PR #1003, opened 2022-03-15
Requesting user-defined output variables

### LINKED ISSUE #997: Requesting user-defined output variables
The current `ReportSimulationOutput` measure provides standard sets of commonly requested outputs. What if we want to request outputs outside of these standard sets?

Revive `TimeseriesCSVExport` or at least the portion of it that enables requesting output variables? (We could use existing BCL measures like `AddOutputVariable` and its companion reporting measure (?) to make these requests, but how would we integrate the results with `results_timeseries.csv`?)

joseph-robertson:
## Pull Request Description

Closes #997.

This PR:
* Adds a new optional `user_output_variables` argument to `ReportSimulationOutput`
* Argument is comma-separated string if multiple output variables requested
* Requests and reports all key values (i.e., `*`) for each output variable requested
* Adds new output reporting tests for when `user_output_variables` is populated:
  * Standard variables (e.g., `Zone People Occupant Count`)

○ ○ ○ ○ ○ ○ ○

◆ **To do**: Only lines holding "ReportSimulationOutput" are wanted; copy all of them from the listing.

◆ **Task solution**:
The current `ReportSimulationOutput` measure provides standard sets of commonly requested outputs. What if we want to request outputs outside of these standard sets?
* Adds a new optional `user_output_variables` argument to `ReportSimulationOutput`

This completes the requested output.